One may ask, “what possible selective advantage would a CACTA DNA transposon within an LTR retrotransposon have over a simple Class I or Class II element alone?” A combination of Class I and Class II features may offer little if any selective advantage, and thus such a composite might be unique. The finding of a similar gene arrangement in Arabidopsis provides a second example of a composite Class II transposon within a Class I retrotransposon.

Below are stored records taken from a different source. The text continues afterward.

PR #2291, opened 2023-09-15
fix(plugins): load astronvim resession extension

Subjective:


mehalter:
Ah this is a mistake. It's `astronvin`

mehalter:
Oh wait I'm an idiot 😂

mehalter:
For records sake, I reverted this on `v4` in favor of renaming the resession extension to `astrocore` to make it more clear where it is coming from.

PR #2300, opened 2023-09-24
feat(mappings): Added keybindings for swapping lines above or below

Bha-Gu:
## 📑 Description
Added keybindings for swapping current line with the line above or below.

## ℹ Additional Information
`[e` swaps the current line with the line above,
`]e` swaps the current line with the line below,

Note: Although, I could not find any of the following but:- The keybinding may be used elsewhere or may be planned for a future use case or; The same functionality may be provided by a different keybinding.


mehalter:
Thanks so much for the recommendation and taking the time to open a PR! I don't think this is the implementation we would want to use here for a couple of reasons. We have sorta stayed away from this binding because the standard binding most people use is `alt-j/k` and I've tried to stay away from binding `alt` in AstroNvim. Also this will not respect indentation like other plugins that implement this will. If you like `]/[e` feel free to add this to your user configuration!

PR #2373, opened 2023-11-19
fix(plugins): update `nvim-ts-context-commentstring` config

salty-flower:
## 📑 Description

A [breaking change](https://github.com/JoosepAlviste/nvim-ts-context-commentstring/commit/5b02387b28a79c61b7d406c2a33d4db1d8454f53) happened and we have to make changes to `JoosepAlviste/nvim-ts-context-commentstring` configurations as guided by the author. See [the README](https://github.com/JoosepAlviste/nvim-ts-context-commentstring#getting-started) for more info.

This commit fixes below warning and associated trace-back notification for me:
> context_commentstring nvim-treesitter module is deprecated, use use require('ts_context_commentstring').setup {} and set vim.g.skip_ts_context_commentstring_module = true to speed up loading instead.
> This feature will be removed in ts_context_commentstring version in the future


mehalter:
We have already done this actually in v4 a couple weeks ago:

https://github.com/AstroNvim/AstroNvim/commit/b0f34d4bca9b4ac330a04ebfc6b3ddf91927ccca

This would constitute a breaking change in v3 only because we have still maintained the ability to use Neovim 0.8. The v4 release will be dropping this backwards compatibility with 0.8.

PR #2376, opened 2023-11-19
fix(options): don't concatenate boolean in error message

wroyca:
## 📑 Description

This fixes what seems to be a typo where we accidentally try to concatenate a boolean with a string in options error message.


mehalter (approved):
LGTM! Thanks!

PR #2385, opened 2023-11-25
feat(gitsigns): use histogram algorithm

wroyca:
## 📑 Description

Let's use histogram over Myers' algorithm with gitsigns hunks, as per mentioned on Discord.


wroyca:
Erf. wrong branch.

PR #2386, opened 2023-11-25
feat(gitsigns): use histogram algorithm

wroyca:
## 📑 Description

Let's use histogram over Myers' algorithm with gitsigns hunks, as per mentioned on Discord.


mehalter:
gitsigns by default derives the algorithm from `diffopt` which will unify it with the other diff features of Neovim. We should make this change through that option rather than separating them.

PR #2397, opened 2023-12-09
astronvim_config

hvenkatramana:


mehalter:
I'm guessing this is accidental

hvenkatramana:
Yes its accidental

PR #195, opened 2021-08-26
return CAMB lensed_scalar Cls

kimmywu:
This is a small tweak that allows the likelihood to retrieve the lensed scalar Cls in addition to lensed total Cls. I have only written this for CAMB but not for CLASS as I am less familiar with the latter. Happy to get feedback and make improvements. Thanks!


JesusTorrado:
Wouldn't it make the code simpler to just add a `component: "s"|"t"|"st"(or None, default)` to the likelihood requirement and a similar `component` kwarg to `get_lensed|unlensed_cl`? It would save us quite a bit of almost duplicated code and docstrings, and also be similar to what `get_Pk_interpolator` does with its kwarg `var_pair`.

kimmywu:
@JesusTorrado: I like your suggestion. However, if we change the likelihood requirements to ask for `lensed_Cl` in place of `Cl`, it will be a code breaking change. I think a good time for your suggestion to be implemented is when the code could (a)  return both lensed and unlensed scalar Cls, and (b) return these for both CAMB and Class. 

For now, I'd say the current setup adds only minimal extra docstrings and little/no duplicated code. So we add what we have now and do a clean up/code refactor when (a) and (b) above are good to go.

msyriac:
I haven't followed all of this PR and discussion, but thought this might be relevant: is there a way to get the CAMB output of CAMBdata.get_lensed_gradient_cls in Cobaya too? This is useful for e.g. lensing norm likelihood corrections (though in practice, lensed Cls work fine).

cmbant:
You can request the CAMBdata object and get it from that.  Or to separate the calculation from the likelihood, make a separate Theory requesting CAMBdata fron CANV and saving the gradient Cls in the Theory.calculate method.

cmbant:
This seems harmless and potentially useful so have merged for now

kimmywu:
Great. Thank you!

PR #204, opened 2021-10-05
Adding the BICEP/Keck 2021 data release

doicbek:
This PR comprises of several, mostly minor modifications to replace the built-in BICEP/Keck 2015 (BK15) likelihood code with the BK18 likelihood conforming with the latest data release on October 4th 2021. 

**bicep_keck_2018 likelihood**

A change in the expression of a gene when placed under the control of another can confer a selective advantage on the host plant. Increased fitness might also be characteristic of the host of a versatile element which can hypothetically transpose in either of two known mechanisms. Such versatility could facilitate more rapid genetic change due both to transposition and to subsequent blockage of gene conversion.

4. Conclusion

In conclusion, based on results of in silico analyses, Coe1, found in the sugar beet genome, can be viewed as an incipient or emerging CACTA super-family DNA transposon amalgamated within an LTR-retrotransposon. A similar arrangement of a central Tnp2-domain transposase gene within LTRs and between retrotransposon genes was found in chromosome 4 of Arabidopsis thaliana by a genome scan.

More DNA sequencing of the sugar beet genome, either of larger stretches or of the complete genome, is likely to be needed in order to distinguish whether Coe1 represents an evolutionarily significant gene arrangement or a mere coincidental merging of transposable genes.

In either case, as far we know, the two examples shown here of a Class II DNA transposon within a Class I retrotransposn are novel.